PROBLEM STATEMENT:
Wherever the string "notify" turns up in the data, copy the whole line.

EXTRACTED RECORDS: Begin

PR #14677, opened 2026-07-13
Vendor axe-core, drop the Skypack CDN dependency

cwickham:
## Description

Vendors axe-core as a bundled HTML resource, so the `axe:` accessibility option stops loading it from the Skypack CDN in the reader's browser.

**What changes**

- `configuration` pins `AXE_JS=4.10.3` — exactly the version the CDN import already pinned, so this PR changes *where* axe comes from, not *which* axe runs. Scan results are identical. A follow-up PR will bump to current axe-core (4.12.1), keeping "different source" and "different results" in separate diffs.
- `update-html-dependencies.ts` downloads `axe.min.js` plus axe-core's `LICENSE` (MPL-2.0) and `LICENSE-3RD-PARTY.txt` from the npm package via unpkg — `https://unpkg.com/axe-core@4.10.3/<file>`, the same `updateUnpkgDependency` helper used for anchor-js, popper, and tippy — into `src/resources/formats/html/axe/`. To verify the committed bytes, `curl` those three URLs and compare (or rerun `quarto-bld update-html-dependencies`). The files are vendored byte-for-byte: the `/*!` banner in `axe.min.js` carries the Deque copyright/MPL notice that must ship with every copy. Per-directory LICENSE files follow the existing convention (`src/resources/formats/pdf/pdfjs/LICENSE`).
- `format-html-axe.ts` injects `axe.min.js` as a classic script ahead of the `axe-check.js` module, so `window.axe` is set before the checker runs.
- `axe-check.js` replaces the pinned Skypack dynamic import with `window.axe`.

**Why**

- Accessibility checking now works offline and no longer depends on Skypack's uptime (previously, no network meant the checker silently never ran).
- Viewing a rendered document no longer triggers a request to `cdn.skypack.dev` from every reader's browser.
- The upcoming `quarto axe` scanner and the overlay will provably run the same axe version from the same file.

**A race this exposed (also fixed here):** `quarto-dashboard.js` keeps `<html>` hidden until its `DOMContentLoaded` handler runs, but deferred modules execute before that event — so with the Skypack network latency gone, the first scan ran against a fully hidden document and dashboards reported no violations. `axe-check.js` now waits for the window `load` event before the first scan. The race predates this PR (a sufficiently fast CDN response could have triggered it); vendoring just made it deterministic.

**Size:** ~573 KB committed across three files (541 KB of it `axe.min.js`; ~145 KB gzipped on the wire). Precedent: pdf.js, MathJax, and reveal.js are vendored the same way.

[...]

PR #14680, opened 2026-07-13
Axe overlay polish: left-align report and scroll highlighted elements clear of it

cwickham:
## Description

> [!NOTE]
> Was stacked on #14677 (vendored axe-core); that PR merged, and this branch is rebased onto `main`.

Three quality-of-life fixes to the `axe: output: document` fixed overlay in HTML output.

**Left-align the report overlay.** The overlay is appended into `<main>`, so page-level centering leaks into the report text — e.g. an about page with `about: template: jolla` ships `div.quarto-about-jolla main { text-align: center }` and centers the whole report. The reveal report slide already pins `text-align: left`; the base overlay rule now does the same.

**Don't scroll highlighted elements underneath the overlay.** Hovering a selector in the report scrolls the target element into view with `scrollIntoView({block: "center"})`, but the overlay is `position: fixed; bottom: 3rem; right: 3rem; max-height: 50vh` — a centered element (especially a full-width one) could land partly or wholly underneath it. The scroll target is now computed by a new exported pure helper, `overlayAwareScrollTop`, which centers the element in the viewport band *above* the overlay. Elements with no horizontal overlap keep the default centering, and only the plain-HTML fixed overlay takes this path: reveal navigates slides (the report is its own slide) and the dashboard offcanvas is a static full-height panel that vertical scrolling can't dodge. The overlay itself never moves or fades, so the mouse stays inside it during the scroll and no `mouseleave` → unhighlight flicker can fire.

**Make the overlay itself pass its own scan.** Running axe-core against the injected report (it never audits itself — it's added after the scan) flagged `scrollable-region-focusable` (serious, WCAG 2.1.1): once the report exceeds `max-height: 50vh` it scrolls, but wasn't keyboard-focusable. The overlay is now a focusable, labeled region (`tabindex="0"`, `role="region"`, `aria-label`), added only in the fixed-overlay path — the reveal slide and dashboard offcanvas don't scroll the report element itself, so they skip the extra tab stop. The violation-target spans remain mouse-only; full keyboard operability of the report is a separate issue.

Tests: unit tests for the helper's geometry (`tests/unit/axe-overlay-scroll.test.ts`), a Playwright test that hovers a violation near the bottom of a long page and asserts the highlighted element settles fully above the overlay (verified to fail against the old scrolling behavior), and assertions on the existing HTML overlay test for `text-align: left` and the focusable-region attributes. A self-scan regression test runs the vendored axe-core build (`window.axe`) against the injected overlay on the long-report page and asserts zero violations — the overlay is added after the page scan, so nothing else ever audits it (verified this test fails with `scrollable-region-focusable` when the fix is removed).

## Checklist

I have (if applicable):

- [x] added new tests

<details>

</details>

### DIFF
--- a/src/resources/formats/html/axe/axe-check.js
+++ b/src/resources/formats/html/axe/axe-check.js
@@ -67,15 +67,6 @@ export function overlayAwareScrollTop(
   return Math.max(0, scrollY + elementRect.top - offset);
 }
 
-// Which of a violation node's target selectors a single hover/click should act on.
-// A node.target with several selectors is one element's cross-frame selector chain,
-// not distinct elements, so a hover must act on the primary (first) target only —
-// otherwise one hover fires one competing window.scrollTo per selector (last-wins
-// jank). Pure and DOM-free, like overlayAwareScrollTop, so it is unit-testable.
-export function nodeScrollTargets(node) {
-  return node.target.slice(0, 1);
-}
-
 class QuartoAxeReporter {
   constructor(axeResult, options) {
     this.axeResult = axeResult;
@@ -185,16 +176,11 @@ class QuartoAxeDocumentReporter extends QuartoAxeReporter {
     for (const node of violation.nodes) {
       const nodeElement = document.createElement("div");
       nodeElement.className = "quarto-axe-violation-selector";
-      // Render a span for every selector so the full cross-frame chain is shown.
       for (const target of node.target) {
         const targetElement = document.createElement("span");
         targetElement.className = "quarto-axe-violation-target";
         targetElement.innerText = target;
         nodeElement.appendChild(targetElement);
-      }
-      // Register hover/click on the node's scroll target(s) only — see
-      // nodeScrollTargets — so one hover fires one scroll, not one per selector.
-      for (const target of nodeScrollTargets(node)) {
         if (typeof Reveal !== "undefined") {
           // RevealJS: click navigates to the slide and highlights briefly
           nodeElement.addEventListener("click", () => {
--- a/src/resources/formats/html/axe/axe-check.js
+++ b/src/resources/formats/html/axe/axe-check.js
@@ -67,6 +67,15 @@ export function overlayAwareScrollTop(
   return Math.max(0, scrollY + elementRect.top - offset);
 }
 
+// Which of a violation node's target selectors a single hover/click should act on.
+// A node.target with several selectors is one element's cross-frame selector chain,
+// not distinct elements, so a hover must act on the primary (first) target only —
+// otherwise one hover fires one competing window.scrollTo per selector (last-wins
+// jank). Pure and DOM-free, like overlayAwareScrollTop, so it is unit-testable.
+export function nodeScrollTargets(node) {
+  return node.target.slice(0, 1);
+}
+
 class QuartoAxeReporter {
   constructor(axeResult, options) {
     this.axeResult = axeResult;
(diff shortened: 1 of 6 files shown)


cwickham:
Stacked on #14677 — please don't merge this until #14677 has landed. The base branch is set to `axe/vendor-axe-core`, so GitHub will retarget this PR to `main` automatically once #14677 merges; it should then show only the overlay-polish commits.

src/resources/formats/html/axe/axe-check.js
```diff
@@ -35,6 +35,38 @@ export function axeConformanceLevel(tags) {
...
+
+// Compute the document scrollTop that positions an element in the viewport band
+// the fixed report overlay does NOT cover, so scrolling a highlighted element
+// into view can't park it underneath the report. The overlay is bottom-anchored,
+// so that band runs from the viewport top down to the overlay's top edge.
+// Returns null when default `block: "center"` scrolling can't be obscured (no
+// horizontal overlap with the overlay) or when the overlay leaves no usable
+// band. All inputs are viewport-relative rects plus scroll state, so this stays
+// a pure function (unit-testable without a DOM, like axeConformanceLevel).
+export function overlayAwareScrollTop(
```
cderv, line 50: I wondered why this was exported but I understand this is for the test... 

Though this will export the function to the user client side too I think. So I wonder if this is the best way to do this. 🤔 

I wondered also why it was not inside `QuartoAxeReporter` class directly, but maybe for the same reason.

tests/unit/axe-overlay-scroll.test.ts
cderv, line 1: I think this file is to test `overlayAwareScrollTop` from the .js file and not the .ts file - usually our unit test are for .ts file. I wonder if we should verify this in Playwright test, which would avoid exporting the function. 

I need to run that idea through our robots maybe for advice, but that's my thinking for now. 

Maybe this is ok as is.

cderv (approved):
Looks good ! Nice improvments. 

Something I questioned while reviewing: is exporting `overlayAwareScrollTop` only to be able to test it in unit test a good idea, as this will expose the function in browser console context unscoped. I am curious to ask Claude to see if this is good thinking or just me worrying too much on best practices.

src/resources/formats/html/axe/axe-check.js
cderv: Ran it through the sanity check — safe, no client-side leak.

`axe-check.js` is injected as `<script type="module">`, and ES-module exports
never land on the global object. In the actual rendered output:

- `typeof window.overlayAwareScrollTop` → `"undefined"`
- typing `overlayAwareScrollTop` in the console → `ReferenceError: ... is not defined`
- for contrast, `typeof window.axe` → `"object"`, because `axe.min.js` is a
  *classic* script — that one is global, the module's exports are not.

The `export` is reachable only via `import`, and nothing in the browser imports
this module (it self-initializes). It exists purely so the Deno unit test can
import it — same pattern we already use for `axeConformanceLevel`
(`tests/unit/axe-conformance.test.ts`), which likewise doesn't leak. Keeping it
a module-level pure function (rather than a method) is what makes the geometry
DOM-free unit-testable. Good as-is.

cderv:
Update: I've reverted that follow-up (`3dc213376` → `044702a43`); the 
branch is back to its reviewed state.

On a closer look it wasn't fixing a real bug. A multi-selector 
`node.target` is a cross-frame selector chain, and `highlightTarget` 
resolves each selector with `document.querySelector`, which doesn't 
pierce iframe boundaries — so only the first selector (the frame element)
ever resolves and scrolls; the deeper ones hit the existing `if 
(!element) return null` guard and no-op. There were no competing scrolls
to fix. Sorry for the noise.

PR #8, opened 2015-03-13
Fixed a bug where Gum would crash on start.

AnsisMalins:
The previous behavior was that if the project file is not found, Gum would just go on trying to use the uninitialized gps variable and crash with NullReferenceException. Also, checking if file exists and then doing something is susceptible to race conditions. So I replaced all that with a try-catch block.


bjorn:
Looks fine to me.

PR #21, opened 2015-03-30
Removed the SaveProject call in LoadProject

### LINKED ISSUE #18: Project is saved when it is opened
I guess it's a measure to upgrade files to any new format changes, but this happens even when there are no changes to save. This behavior wreaks havoc with Perforce. Gum should only save when it makes sense.

bjorn:
It's in my opinion quite a bad idea to automatically save the whole project when it gets loaded. Two examples where this goes wrong:

* Version control systems like Perforce require files to be checked out before being written to. In effect, this behavior causes all files in the project to be checked out just by opening Gum.

* Sometimes I've managed to start Gum without our plugin loaded. This would then inadvertedly cause the Standard elements to get written to disk, including the set of properties that I'm suppressing in the   plugin.

In general, I think it's just unexpected behavior. It's also unnecessary because whatever changes are being made to the project during load, you can expect Gum to make those same changes again next time it loads the project.

Finally, if you really want a project to be saved in its entirety, then there is already a menu item available for this.

Closes #18.

### DIFF
--- a/Gum/DataTypes/ElementSaveExtensionMethods.cs
+++ b/Gum/DataTypes/ElementSaveExtensionMethods.cs
@@ -45,21 +45,16 @@ namespace Gum.DataTypes
 
     public static class ElementSaveExtensionMethods
     {
-        public static bool Initialize(this ElementSave elementSave, StateSave defaultState)
+        public static void Initialize(this ElementSave elementSave, StateSave defaultState)
         {
-            bool wasModified = false;
-
-            if (AddAndModifyVariablesAccordingToDefault(elementSave, defaultState))
-            {
-                wasModified = true;
-            }
+            AddAndModifyVariablesAccordingToDefault(elementSave, defaultState);
 
             foreach (StateSave state in elementSave.AllStates)
             {
                 state.ParentContainer = elementSave;
                 state.Initialize();
 
-                FixStateVariableTypes(elementSave, state, ref wasModified);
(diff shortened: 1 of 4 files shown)


vchelaru:
If I remember correctly Gum does not always save the project upon load, but instead simply checks if the project is missing variables that it should have (such as if new variables have been added to the standard objects).

If Gum does not automatically save the project upon load when it finds missing values, then the user should be notified of this upon opening. Otherwise users who are not familiar with the inner-workings of Gum will not be aware of these changes and the requirement to manually save the project.

I think that we should modify this code to do two things:

1. It should selectively save the changed files rather than save the entire project. Then the only modified files (and only files checked out by Perforce) will be the files that are necessary in regards to the underlying modification.
2. If we remove the auto-save on load, then we should have some way to notify the user something like "Stanard elements X, Y, and Z have changed, would you like to save these now?"

bjorn:
Hmm, I don't agree that it makes sense to notify the user about these changes, because I don't think it makes sense to save at all, not manually either. This is mainly because next time you load the project, the same changes will happen anyway, so the need to save is simply not there.

As far as I can tell the need to save the standard components is only there because you could use this to change the default values of their properties. And this functionality behaves the same whether updated files are saved on load or not.

vchelaru:
I believe this has been fixed in the current Gum. Sorry for not grabbing this pull request.

bjorn:
No problem!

EXTRACTED RECORDS: End

SOLUTION FOR THIS TASK:
2. If we remove the auto-save on load, then we should have some way to notify the user something like "Stanard elements X, Y, and Z have changed, would you like to save these now?"
Hmm, I don't agree that it makes sense to notify the user about these changes, because I don't think it makes sense to save at all, not manually either. This is mainly because next time you load the project, the same changes will happen anyway, so the need to save is simply not there.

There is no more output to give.